Financial Condition at June 30, 2006 and December 31, 2005
During the six-month period ending June 30, 2006, total assets increased by $65.4 million, or 5.1%,
to $1.4 billion. The Companys loan portfolio, net of allowance for loan losses, increased to
$946.4 million, an $89.4 million, or 10.4% increase for the six months.
The Company experienced solid loan demand in the second quarter, in our existing markets and from
the opening of our Guilford County regional office in Greensboro in December 2005 and our banking
office in Raleigh in February 2006. At June 30, 2006, gross loans totaled $959.1 million, an
increase of $90.3 million or 10.4% from December 31, 2005. Commercial mortgage loans, which total
$322.7 million or 33.6% of gross loans, continue to comprise the largest segment of the portfolio.
Loans secured by residential mortgages and the commercial and industrial portfolio represent 25.3%
and 18.2% of gross
loans, respectively. Construction lending experienced the most growth during the quarter,
increasing $12.8 million to end the period at $195.2 million or 20.4% of the total loan portfolio.
During the second quarter, the Company made the decision to reposition its investment portfolio to
eliminate certain lower-yielding investments, improve net interest margin and net interest income
levels, and mitigate overall interest rate risk exposure. As part of the restructuring, the Company
is selling $87.8 million of available-for-sale securities, or approximately 30% of the total
investment portfolio, with a weighted average yield of 3.70%. The proceeds from the sales of
securities are being utilized to reduce the Companys short-term borrowings by approximately $15.0
million, to reinvest in securities expected to yield at least 5.75%, and to fund loan growth. As of
June 30, 2006, the Company had sold securities with a book value of $62.9 million, and repurchased
securities with a cost of $25 million in connection with the restructuring.

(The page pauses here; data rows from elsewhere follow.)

PR #1335, opened 2021-01-14
Expired backfills can not be updated or acknowledged

akremsa:
Previously it was possible to "resurrect" expired backfills. With this fix, you are not allowed to do that.

### DIFF
--- a/internal/statestore/backfill.go
+++ b/internal/statestore/backfill.go
@@ -188,6 +188,15 @@ func (rb *redisBackend) UpdateBackfill(ctx context.Context, backfill *pb.Backfil
 	}
 	defer handleConnectionClose(&redisConn)
 
+	expired, err := isBackfillExpired(redisConn, backfill.Id, getBackfillReleaseTimeout(rb.cfg))
+	if err != nil {
+		return err
+	}
+
+	if expired {
+		return status.Errorf(codes.Unavailable, "can not update an expired backfill, id: %s", backfill.Id)
+	}
+
 	bf := ipb.BackfillInternal{
 		Backfill:  backfill,
 		TicketIds: ticketIDs,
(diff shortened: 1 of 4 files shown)


internal/statestore/backfill_test.go
```diff
@@ -115,57 +118,131 @@ func TestCreateBackfill(t *testing.T) {
...
 	cfg, closer := createRedis(t, false, "")
 	defer closer()
 	service := New(cfg)
 	require.NotNil(t, service)
 	defer service.Close()
 	ctx := utilTesting.NewContext(t)
 
-	bf := pb.Backfill{
-		Id:         "1",
+	// ARRANGE
```
aLekSer, line 129: Hard to understand this comment what to Arrange?

internal/statestore/backfill.go
```diff
@@ -208,6 +217,17 @@ func (rb *redisBackend) UpdateBackfill(ctx context.Context, backfill *pb.Backfil
 	return nil
 }
 
+func isBackfillExpired(conn redis.Conn, id string, ttl time.Duration) (bool, error) {
```
aLekSer, line 220: May be it is better to remove last argument as it is not changed anywhere and the ttl duration is always has one value.

aLekSer, line 220:
```suggestion
func isBackfillExpired(conn redis.Conn, id string) (bool, error) {
	ttl:=  getBackfillReleaseTimeout(rb.cfg)

```

akremsa: Then I need to link this function with redisBackend struct.
I will leave it as is.

aLekSer:
Thanks, Alexey. Code is great, but E2E tests should be fixed. When I run 20 times I see no passes, while in master E2E passes quite often:
```
for i in {0..20}; do go test -run Backfill -count 1 "open-match.dev/open-match/internal/testing/e2e" ; done >> ./test_results.log
```

aLekSer (approved):
Approving, code is needed to avoid Backfill zombies, when expired backfill would be not expired if it acknowledged before Cleanup find it.

aLekSer:
One more run with 20 iterations gives me no failed runs. This is strange.

PR #1338, opened 2021-01-15
Release process update

jonfoust:
- Update steps to move "Use build artifacts" later in the process
- Adds step to publish release notes to Open Match blog


aLekSer (approved):
Thanks for adding the blog publish step.

PR #1339, opened 2021-01-16
Add backfill scenario to scale tests

yeukovichd:
Backfill scenario implementation in scale tests.

In order to run scale tests the following should be done:
1. create GKE cluster using ```make create-gke-cluster```
2. push container images to GCR using ```make push-images```
3. update values-production.yaml in install/helm/open-match with values required for tests
4. install helm chart using ```make install-scale-chart```
5. run ```make proxy``` in order to establish connection with Grafana
6. open http://localhost:3000, log into Grafana, open Scale dashboard and see charts


examples/scale/frontend/frontend.go
```diff
@@ -89,13 +107,24 @@ func runner(fe pb.FrontendServiceClient) {
...
 	if err != nil {
 		logger.WithError(err).Error("failed to create a ticket")
 		return
 	}
 
-	_ = id
+	err = watchAssignments(ctx, fe, ticketToWatch{id: id, createdAt: createdAt})
+	if err != nil {
+		logger.WithError(err).Errorf("failed to get ticket assignment: %s", id)
+	} else {
```
hsorellana, line 120: i think this else block can be dropped and move the code to the top level, right??

examples/scale/scenarios/backfill/backfill.go
```diff
@@ -0,0 +1,254 @@
...
+
+	any, err := ptypes.MarshalAny(&wrappers.Int32Value{Value: int32(val)})
+	if err != nil {
+		panic(err)
+	}
+
+	b.Extensions[openSlotsKey] = any
+}
+
+func statelessMMF(p *pb.MatchProfile, poolBackfills map[string][]*pb.Backfill, poolTickets map[string][]*pb.Ticket, ticketsPerMatch int) ([]*pb.Match, error) {
```
Laremere, line 176: What's this method for?  Not used anywhere?

Laremere (changes requested):

examples/scale/frontend/frontend.go
yeukovichd: Can't agree with this because I measure ticket assignment time when call watchAssignments finishes successfully only.

examples/scale/scenarios/backfill/backfill.go
yeukovichd: I tried to implement 2 different backfill scenarios:
1. N backfills created initially by frontend and MMF takes that backfills and fills them. After that backfills are acknowledged by backend. (statelessMMF)
2. MMF creates backfill and fill it with N tickets on the first FetchMatches. Updates backfill's extensions with remaining open slots (= K - N where K - number of tickets for full match). After that backfill is acknowledged by backend. On the second FetchMatches MMF takes previously created backfill and tries to fill it with remaining tickets. After that backfill is acknowledged and deleted by backend. (statefullMMF)

In order to use 1 or 2 scenario I should configure Scenario struct in scenarios.go and call proper MMF implementation in MatchFunction function.

Maybe namings statefullMMF and statelessMMF are not good here.

syntxerror:
@yeukovichd I've overlooked and re-reviewed this and would like to add it to the release. Do you mind merging from current master so I may merge.

syntxerror (approved):
LGTM

PR #1341, opened 2021-01-18
Backfill: Skip not found errors on Backend

aLekSer:
There could be the case when backfill returned by the MMF was deleted
in CleanupBackfills.

We need neither return an error if UpdateBackfill failed due to deleted Backfill , nor return the match.

Relates to #1334


Laremere (approved):

aLekSer:
I have added a UT, similar to what was before (`TestCleanUpExpiredBackfills`), but now deletion of BF is performed manually.

PR #273, opened 2016-10-26
UPBGE: Cull shadows when light frustum doesn't interstect with camera frustum

youle31:
Works for sun. Needs optimization

test file: http://pasteall.org/blend/index.php?id=44074
perf test file: http://pasteall.org/blend/index.php?id=44075

### DIFF
--- a/source/gameengine/Ketsji/KX_KetsjiEngine.cpp
+++ b/source/gameengine/Ketsji/KX_KetsjiEngine.cpp
@@ -854,22 +854,13 @@ void KX_KetsjiEngine::RenderShadowBuffers(KX_Scene *scene)
 			 * is outside camera frustum, we should see his shadows. What we can do is check if light frustum
 			 * intersects with camera frustum. If this is not the case, we don't render shadows.
 			 */
-			if (raslight->m_type == RAS_ILightObject::LIGHT_SUN) {
-				MT_Vector3 lightfrustum[8];
-				raslight->GetSunShadowBox(lightfrustum);
-				int insideFrustum = scene->GetActiveCamera()->BoxInsideFrustum(lightfrustum); // 0 = inside, 1 = intersect, 2 = outside
-				if (insideFrustum == 2) {
-					return;
-				}
+			MT_Vector3 lightfrustum[8];
+			raslight->GetShadowBox(lightfrustum);
+			int insideFrustum = scene->GetActiveCamera()->BoxInsideFrustum(lightfrustum); // 0 = inside, 1 = intersect, 2 = outside
+			if (insideFrustum == 2) {
+				return;
 			}
-			else if (raslight->m_type == RAS_ILightObject::LIGHT_SPOT) {
-				MT_Vector3 lightfrustum[5];
-				raslight->GetSpotShadowBox(lightfrustum);
-				int insideFrustum = scene->GetActiveCamera()->PyramidInsideFrustum(lightfrustum); // 0 = inside, 1 = intersect, 2 = outside
-				if (insideFrustum == 2) {
-					return;
-				}
-			}
+
 			/* make temporary camera */
 			RAS_CameraData camdata = RAS_CameraData();
 			KX_Camera *cam = new KX_Camera(scene, scene->m_callbacks, camdata, true, true);
--- a/source/gameengine/Ketsji/KX_KetsjiEngine.cpp
+++ b/source/gameengine/Ketsji/KX_KetsjiEngine.cpp
@@ -854,13 +854,11 @@ void KX_KetsjiEngine::RenderShadowBuffers(KX_Scene *scene)
 			 * is outside camera frustum, we should see his shadows. What we can do is check if light frustum
 			 * intersects with camera frustum. If this is not the case, we don't render shadows.
 			 */
-			if (raslight->m_type == RAS_ILightObject::LIGHT_SUN) {
-				MT_Vector3 lightfrustum[8];
-				raslight->GetShadowBox(lightfrustum);
-				int insideFrustum = KX_GetActiveScene()->GetActiveCamera()->BoxInsideFrustum(lightfrustum); // 0 = inside, 1 = intersect, 2 = outside
-				if (insideFrustum == 2) {
-					return;
-				}
+			MT_Vector3 lightfrustum[8];
+			raslight->GetShadowBox(lightfrustum);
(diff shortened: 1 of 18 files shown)


source/gameengine/Ketsji/KX_KetsjiEngine.cpp
```diff
@@ -841,6 +841,17 @@ void KX_KetsjiEngine::RenderShadowBuffers(KX_Scene *scene)
...
 			raslight->HasShadowBuffer() && raslight->NeedShadowUpdate())
 		{
+			/* There was no culling for shadows other than if the object was outside light frustum.
+			 * We can't do a complete culling according to camera frustum because even if an object
+			 * is outside camera frustum, we should see his shadows. What we can do is check if light frustum
+			 * intersects with camera frustum. If this is not the case, we don't render shadows.
+			 */
+			MT_Vector3 lightfrustum[8];
+			raslight->GetShadowBox(lightfrustum);
+			int insideFrustum = KX_GetActiveScene()->GetActiveCamera()->BoxInsideFrustum(lightfrustum); // 0 = inside, 1 = intersect, 2 = outside
```
panzergame: KX_GetActiveScene is not needed here, just replace by `scene`.

youle31:
@lordloki : I can't see your comment anymore. I guess when we push --force the comments on old commits disappear because they are attached to the old commit. You can directly comment on pull request "conversation" or in "files changed" I think, like that the comments don't disappear.

About pyramid, I don't know how to write a function "PyramidInsideFrustum" but if you have an idea this would be better indeed.

youle31:
Done for pyramid. I didn't test so I'll test. 

And panzergame told me something that I didn't understood:  "shadow are rendered in a limited area if we talk about depth, but the shadow is projected in a unlimited depth. So if the camera see an object aligned with the Z axis of the shadow box then the shadow worth update." so we need to discuss it.

panzergame:
http://pasteall.org/pic/index.php?id=108185

The camera will see the shadow of the cube without see the shadow box.

youle31:
The Shadow can be outside the light frustum? How can the Shadow be computed if it Is out light frustum?

youle31:
Ok I understood. So do you think if we take a big value for clipend this would be ok?

panzergame:
There's an issue with multiple cameras: currently the shadow are updated only one time at the begining of the render stage, but it will use only one camera for the culling and not all the cameras.

To solve this i will work on updating the shadow for each cameras but with a flag to avoid redundant update.

youle31:
ah yes... right

panzergame:
I tested the patch this morning and changed some things. I'm very surprised to not see any slowdown when the culling is not needed, when the camera perfectly saw the shadow.

About the pyramide shapes what about add an argument "count" to KX_Camera::BoxInsideFrustum to design the number of point and then in this function iterate of the same number of points.

youle31:
I changed the pyramid and restored a box because even if it Is a bit less accurate we have only 8 points vs 8 plus 5 points if we have a pyramid plus an infinité box

source/gameengine/Rasterizer/RAS_OpenGLRasterizer/RAS_OpenGLLight.cpp
```diff
@@ -200,6 +198,57 @@ MT_Matrix4x4 RAS_OpenGLLight::GetShadowMatrix()
 	return mat;
 }
 
+void RAS_OpenGLLight::GetShadowBox(MT_Vector3 *box)
+{
+	GPULamp *lamp;
+
+	if ((lamp = GetGPULamp())) {
```
panzergame: i perfer avoid assignment in condition, instead do:
```
GPULamp *lamp = GetGPULamp();

if (lamp) {
```

source/gameengine/Rasterizer/RAS_OpenGLRasterizer/RAS_OpenGLLight.cpp
```diff
@@ -200,6 +198,57 @@ MT_Matrix4x4 RAS_OpenGLLight::GetShadowMatrix()
...
+		if (light->GetLightData()->m_type == RAS_ILightObject::LIGHT_SUN) {
+
+			box[0][0] = box[1][0] = box[2][0] = box[3][0] = -GPU_lamp_frustum_size(lamp);
+			box[4][0] = box[5][0] = box[6][0] = box[7][0] = +GPU_lamp_frustum_size(lamp);
+			box[0][1] = box[1][1] = box[4][1] = box[5][1] = -GPU_lamp_frustum_size(lamp);
+			box[2][1] = box[3][1] = box[6][1] = box[7][1] = +GPU_lamp_frustum_size(lamp);
+			box[0][2] = box[3][2] = box[4][2] = box[7][2] = -FLT_MAX;
+			box[1][2] = box[2][2] = box[5][2] = box[6][2] = -GPU_lamp_clipstart(lamp);
+
+			MT_Matrix3x3 orientation = light->NodeGetWorldOrientation();
```
panzergame: You could share the matrix/transform creation and apply to corner for sun light and spot light.

source/gameengine/Ketsji/KX_KetsjiEngine.cpp
```diff
@@ -846,40 +862,56 @@ void KX_KetsjiEngine::RenderShadowBuffers(KX_Scene *scene)
 
 		raslight->Update();
 
-		if (light->GetVisible() && m_rasterizer->GetDrawingMode() == RAS_IRasterizer::RAS_TEXTURED &&
```
panzergame: I will change this to use return statement instead of indentation monster.

youle31: I didn't understood this. I let you fix if you don't mind. Thanks

source/gameengine/Ketsji/KX_KetsjiEngine.cpp
```diff
@@ -898,10 +925,6 @@ void KX_KetsjiEngine::RenderFrame(KX_Scene *scene, KX_Camera *cam, unsigned shor
 
 	KX_SetActiveScene(scene);
 
-#ifdef WITH_PYTHON
```
youle31: This has to be restored.... I don't know how... When I rebase this leads to weird things. This is why I prefer to make new branches hehe

youle31:
Arf it doesn't work as expected. I'll try to draw frustums to see what is wrong... :/

PR #274, opened 2016-10-29
UPBGE: Implement python callbacks for custom shaders.

panzergame:
Previously the user wasn't able to set uniform values per object
using a custom shader and not globally for all the shader.

To solve this lack the easiest way is to give the user the possibility
to use a python callback. This callback is called just before
rendering a mesh with the custom shader.

The callbacks executed receive as arguments the shader to alterate
and the game object to have an identifier.

The callbacks list is accessed under the name of BL_Shader.objectCallback.
###### 

I'm really not sure about the python attribute name, @DCubix, @youle31, @lordloki : Do you have a suggestion ?


panzergame:
Test file:
http://pasteall.org/blend/index.php?id=44110

The both cube use the same custom shader but a different color.

youle31:
I don't understand how it works but it works for me so it's ok. I need to read doc about callbacks...

PR #282, opened 2016-11-02
UPBGE: Add GPU texture coordinates scrolling and transform

youle31:
I used the shader already existing in gpu_shader_material.glsl and
gpu_material.c (mtex_mapping_ofs). It doesn't take into account uv
transformation with a matrix. I don't know if this is possible but I made
as simple as possible. There is already an UI for UV offset in texture
panel (mapping) I was not aware of that, neither that mtex contained
already an attribute float ofs[3].

So what I did is just changing GPU_uniform for GPU_select_uniform and add
an API with Mathutils Vector to set the offset:

own.meshes[0].materials[0].textures[0].uvOffset.x += 0.01

test file/ perf test file: http://pasteall.org/blend/index.php?id=44133


source/blender/gpu/intern/gpu_material.c
```diff
@@ -1375,9 +1375,11 @@ static void do_material_tex(GPUShadeInput *shi)
 				mtex->ofs[1] + 0.5f - 0.5f * mtex->size[1],
 				0.0f
 			};
+			mtex->ofs[0] = ofs[0];
```
youle31: I'm not 100% sure about that. Maybe it would be good to see if mtex->ofs is used elsewhere.

youle31: I made changes to ensure there will be no problem. See comments in gpu_material.c

DCubix:
I think it's kind of weird to have that in the texture, but it's nice :+1: 
We should have uv rotation and scaling too with a simple MT_Matrix4x4

youle31:
Thanks @DCubix :) This is in textures because it concerns texture coordinates and the code is build like that for the moment (all MTex attributes are set in BL_Texture).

We utilize various funding sources, as necessary, to support balance sheet management and
growth. Customer deposits continue to be our primary funding source. At June 30, 2006, deposits
totaled $978.5 million, an increase of $36.6 million or 3.9% from year-end 2005. Core deposits
accounted for the majority of the deposit growth during the period, increasing $67.5 million or
11.9% over the last twelve months and $12.0 million or 1.9% over the last six months. We also
utilize other funding sources, such as borrowing from the Federal Home Loan Bank, to supplement
funding from deposits.
Our capital position remains strong, with all of our regulatory capital ratios at levels that make
us well capitalized under federal bank regulatory capital guidelines. At June 30, 2006, our
stockholders equity totaled $134.1 million, representing 9.91% of total assets. Stockholders
equity decreased $761 thousand from December 2005, influenced primarily by the repurchase 146,300
shares of the Companys outstanding common stock at a cost of $1.4 million, and $1.1 million of
cash dividends declared and paid during the six-month period.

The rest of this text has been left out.